Let’s talk toners first.
As a general rule, most acid toners will contain all the same benefits of regular toners (balancing your pH and hydrating), but with a punch of additional benefits and goodness (such as cleaning out your pores and wiping away dead skin).
While regular toners can help to remove surface-level makeup and dirt, acid toners go much deeper.
This is partially because regular toners are not chemical exfoliants, whereas acid toners are.
On top of the fact that acid toners will do added cleansing and detoxing of your pores, the added exfoliation means that the rest of your products are able to seep in deeper into your epidermis and therefore work more effectively.
Are There Any Downsides to Using Acid Toners?
As I mentioned above, you definitely want to watch how often you’re using an acid toner.
You also likely shouldn’t use acid toners if you’re under the age of 20 unless prescribed by your dermatologist.
Some signs of over-exfoliation include redness, irritation, increased dryness/flakiness, acne, and increased oil production.
If you notice signs of over-exfoliation, you should definitely take a break from exfoliating for at least a week.
Once you get back at it, try starting from once a week again, and work your way up.
In the meantime, try a hydrating sheet mask or soothing cream to ensure your skin is moisturized and able to build itself back up in a jiffy!
You also want to make sure that as soon as you start using a chemical exfoliant like an acid toner, you stop your use of any other exfoliants (including physical ones).
While I’m sure you already wear a daily SPF (right?!), it’s important to be aware of the fact that acid toners can make your skin more susceptible to sun damage.
When in doubt, always wear more sunscreen — you’ll never regret it!
As is the case with most new skincare trends, there are certainly people who argue against acid toners and believe they might not be as great as everyone claims.
Some of their main arguments are that using the wrong acid toner can cause more harm than if you weren’t using an acid toner at all.
This is why it’s important to talk to your esthetician or dermatologist about which product is right for you — and always listen to your skin!
There’s also the issue of overusing acids, which leads to similar effects of over-exfoliation.
It’s very easy for us to believe that a product is doing its job if our skin feels tight, or maybe even if it burns a little bit, but that’s not the effect you should desire when using acid toners.
In fact, that probably means you’re overusing them, or the formula you’re using is too harsh for your skin.
Even if you’re not necessarily overusing acids, the addition of products like retinoids and antioxidants can lead to similar effects — which is why you should always look at your skincare regimen as a whole before adding or subtracting anything!
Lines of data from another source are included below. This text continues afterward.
PR #927, opened 2024-04-02
Reduce the frequency of Dependabot version updates by only scheduling it to run on Fridays.

timothyfroehlich:
This will make it easer to batch approve them and reduce the time spent on updates.

### DIFF
--- a/.github/dependabot.yml
+++ b/.github/dependabot.yml
@@ -33,10 +33,10 @@ updates:
       github-workflow-dependency-patches:
         update-types:
         - "patch"
-    open-pull-requests-limit: 3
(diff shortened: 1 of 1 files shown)


.github/dependabot.yml
```diff
@@ -117,12 +120,11 @@ updates:
     assignees: [timothyfroehlich]
     reviewers: [timothyfroehlich]
     target-branch: "main"
-    # Dependabot groups seem to be busted for Gradle. Uncommenting this will prevent
```
timothyfroehlich, line 120: I believe this is fixed, but we'll see.

Issue #915, opened 2024-04-01
Refactor `DesignDocOverride` into more generic `DesignSettings`, and make Squoosh runtime enable-able


iamralpht:
Let's make Squoosh runtime-enable-able instead of a build-time constant. I think we should refactor `DesignDocOverride` to take multiple optional settings, e.g.:

```kotlin
DesignSettings(
  overrideDocId? = null,
  useSquoosh = false,
  openLinkCallback? = null,
  dcCallbacks? = null,
  content: @Composable () -> Unit
)
```

Then you could specify any of these settings without us extending the arguments to the generated Composables. Additionally, we could remove some of the extra args (like `openLinkCallback` and friends) from the generated Composables and clean up the type signatures.

Once we can turn on Squoosh at runtime, let's turn it on for DriverUI at least.

timothyfroehlich:
Questions:

DesignDocOverride affected all Figma documents in the Compose tree. Do we want to fix that here and make DesignSettings be specific to instances of the `*Gen` interfaces?

What do we want to do about openLinkCallback? I don't have a good definition of how it's supposed to work right now, so other than making sure that the one Validation test still works, I don't know how to fix any issues with it.

What do we want to do about backwards compatibility with 0.25? Should I try to make this a seamless change to the main composable?

iamralpht:
Good questions!

1. I think it's OK for squoosh/openLink, etc to propagate all the way. The doc override is the only one that's dubious, and we'd upgrade that by saying "everything from this @DesignDoc/interface should now come from this other docId" as a map, rather than by limiting how far the settings propagates into the tree.
2. Let's ensure that validation passes for openLinkCallback, we can expand test cases too if you see the opportunity once you get into the change.
3. Don't worry about backwards compatibility. We're not API stable yet, so this should be OK ;)

timothyfroehlich:
Next question: Why a CompositionLocal? Each of these settings, except for Squoosh, only apply to the root composable. I think it makes more sense to just provide this object as a parameter for the root composable, which would not pass it to the child composables.

Going along with that, why is DesignDocOverride a CompositionLocal? Why not have the docID just be an argument to the root composable? The docID should only be relevant to the root one, the one that could have the DesignSwitcher and therefore could change the ID, so there's no reason for it to be a CompositionLocal which could be accessed by everything below it.

iamralpht:
`CompositionLocal` is nice because:

[...]

PR #955, opened 2024-04-03
Allow Squoosh to be enabled at runtime, add DesignDocSettings

timothyfroehlich:
This is implemented as a class that can be applied to a DesignCompose composable via a localComposition.


timothyfroehlich (commented):
First step for #915. Upon approval I'll continue with the other changes that were requested.

designcompose/src/main/java/com/android/designcompose/DesignDocSettings.kt
```diff
@@ -0,0 +1,42 @@
...
+ *   better integrate with external layout.
+ */
+class DesignDocSettings(
+    val useSquoosh: Boolean = false,
+)
+
+internal val LocalDesignDocSettingsContext = compositionLocalOf { DesignDocSettings() }
+
+@Composable
+fun WithDesignDocSettings(settings: DesignDocSettings, content: @Composable () -> Unit) {
```
iamralpht, line 40: Is the `With` a naming convention in Compose? I don't mind it but I'm not sure if I've seen it before...

timothyfroehlich: Yeah, actually when I thought about it I realized I was just dumping syntactic sugar on top of a normal Compose thing, so I just removed the function altogether. I also cleaned up the compositionLocal's name based on the [style guide](https://android.googlesource.com/platform/frameworks/support/+/androidx-main/compose/docs/compose-api-guidelines.md#naming-compositionlocals).

integration-tests/validation/src/main/java/com/android/designcompose/testapp/validation/examples/HelloSquoosh.kt
```diff
@@ -0,0 +1,31 @@
...
+package com.android.designcompose.testapp.validation.examples
+
+import androidx.compose.runtime.Composable
+import androidx.compose.runtime.CompositionLocalProvider
+import com.android.designcompose.DesignDocSettings
+import com.android.designcompose.LocalDesignDocSettings
+
+@Composable
+fun HelloSquoosh() {
+    CompositionLocalProvider(LocalDesignDocSettings provides DesignDocSettings(useSquoosh = true)) {
```
iamralpht, line 26: Sorry, I think I gave bad feedback. This should look like:

```kotlin
DesignDocSettings(useSquoosh = true) {
  HelloWorldDoc.Main(name = "Squoosh")
}
```

iamralpht: I think, anyway, it was the "With" thing I wasn't sure about. Perhaps other CompositionLocal users provide a "With" composable.

timothyfroehlich: I just came to the conclusion that it was better to be more explicit about the mechanism that we were using, rather than hiding the implementation detail. This gives the user more flexibility to change any of the settings (like a docOverride?) at runtime. [Material's docs ](https://developer.android.com/develop/ui/compose/designsystems/material#emphasis) directly use CompositionLocal so I don't think it should be an issue for us to use it here.

iamralpht: Oh, cool -- doing what Material does is good for me! Thanks for finding this, Guru!

PR #971, opened 2024-04-09
Fix #970: add initial automated test for variant animation implementation

### LINKED ISSUE #970: Test animation implementation
Squoosh provides an animation implementation, but we don't have any automated testing of animations. This ticket is to add some automated tests for the basic variant auto-animation logic; subsequent animation work can then bring in new tests.

iamralpht:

In fact, skincare expert Renee Rouleau believes that an exfoliating acid serum is actually more beneficial than an acid toner.
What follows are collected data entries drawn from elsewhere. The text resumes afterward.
Issue #978, opened 2024-04-10
Layout calculation logging spams debug builds


johnoneil:
This is pretty simple. I'll try to provide a PR for this.

We've got a basic integration using the `v0.25.0` layout support, but when using it we get some log spam in debug builds:

```
2024-04-10T20:48:35.096Z INFO  [layout::layout] compute_node_layout 0
2024-04-10T20:48:35.429Z INFO  [layout::layout] compute_node_layout 0
2024-04-10T20:48:35.763Z INFO  [layout::layout] compute_node_layout 0
2024-04-10T20:48:36.096Z INFO  [layout::layout] compute_node_layout 0
2024-04-10T20:48:36.429Z INFO  [layout::layout] compute_node_layout 0
2024-04-10T20:48:36.439Z INFO  [layout::layout] compute_node_layout 0
2024-04-10T20:48:36.762Z INFO  [layout::layout] compute_node_layout 0
```

I'm going to suggest we move that to `trace!` level logging.

rylin8:
Yea that should be fine, sorry there used to be a lot more logging and I reduced most of it but missed a couple I think.

rylin8:
@johnoneil can we close this now?

rylin8:
Closing as pretty sure this is fixed. Please reopen if not.

PR #979, opened 2024-04-10
#978 Reduce layout log spam

johnoneil:
See #978 

Reduce log spam when using new layout code.


iamralpht (approved):
Looks good to me, we do have a lot of log spam (I started filtering to just see errors recently -- would have been better to have made this change instead). @rylin8 do you need these messages at all, or would you rather remove them entirely?

johnoneil:
Merging. Thank everyone for your help on this. We may try to pick this up in the release tomorrow (pending discussions).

She argues that the effects of an acid serum are longer lasting and that the effects are less harsh (and therefore better for sensitive skin).
Acid toners don’t sound so scary after all, do they now?
Keep your skin smooth, blemish-free, and glowy without rubbing any rough scrubs or washcloths on it by using an acid toner.
Due to the variety of acid toners, you can select the right one for you based on the ingredients (or with the help of your esthetician) — just make sure you take it slow and work your way up to whatever frequency is right for your skin and your routine!